What the exercise asks — After finding the line that contains "Follows the leftover", reproduce it and each line below it through the end of the listing, exactly, with nothing added.
+-------+
PR #5451, opened 2026-07-31
Remove education program

Yndira-E:
## Description

As per title. It redirects to `/node-red/learn/` (open to suggestions here)

## Related Issue(s)

https://app.asana.com/1/1213818720452348/project/1214857503357659/task/1216967574736471?focus=true

## Checklist

 - [x] I have read the [contribution guidelines](https://github.com/FlowFuse/flowfuse/blob/main/CONTRIBUTING.md)
 - [x] I have considered the performance impact of these changes
 - [ ] Suitable unit/system level tests have been added and they pass
 - [ ] Documentation has been updated
 - [ ] For blog PRs, an Art Request has been created ([instructions](https://flowfuse.com/handbook/design/art-requests/#creating-an-art-request))

PR #5460, opened 2026-07-31
Render the nav and footer from one shared data file

dimitrieh:
## Description

The mega nav and footer link lists were maintained by hand in two places, `src/_includes/layouts/base.njk` and the Nuxt `AppHeader`/`AppFooter` components, and nothing failed when the two drifted. Both now render from `src/_data/chrome.json`, so adding or removing a page is one edit. Nuxt draws icons from the same SVG files Eleventy loads, via `NavIcon` and an explicit import map, giving the glyphs a single source too.

Verified as a rendering no-op on the Eleventy side: served header markup and the header plus footer link sets are byte identical across five sampled pages, with only three HTML comments dropped. The Nuxt render needs checking on the deploy preview.

`nuxt/lib/chrome.test.mjs` guards what can still drift, including nav entries that point at a redirected path. That is the gap that let the removed education page keep a live nav link: adding a 301 makes `hyperlink` accept the old URL, so a stale entry passes CI.

## Related Issue(s)

Follows the leftover nav link found reviewing #5451. That PR removes the two education entries from the old markup; once it lands they come out of `chrome.json` instead.

## Checklist


dimitrieh:
An optimisation for us to consider

Yndira-E (approved):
+-------+
Result of the task —
Follows the leftover nav link found reviewing #5451. That PR removes the two education entries from the old markup; once it lands they come out of `chrome.json` instead.

## Checklist


dimitrieh:
An optimisation for us to consider

Yndira-E (approved):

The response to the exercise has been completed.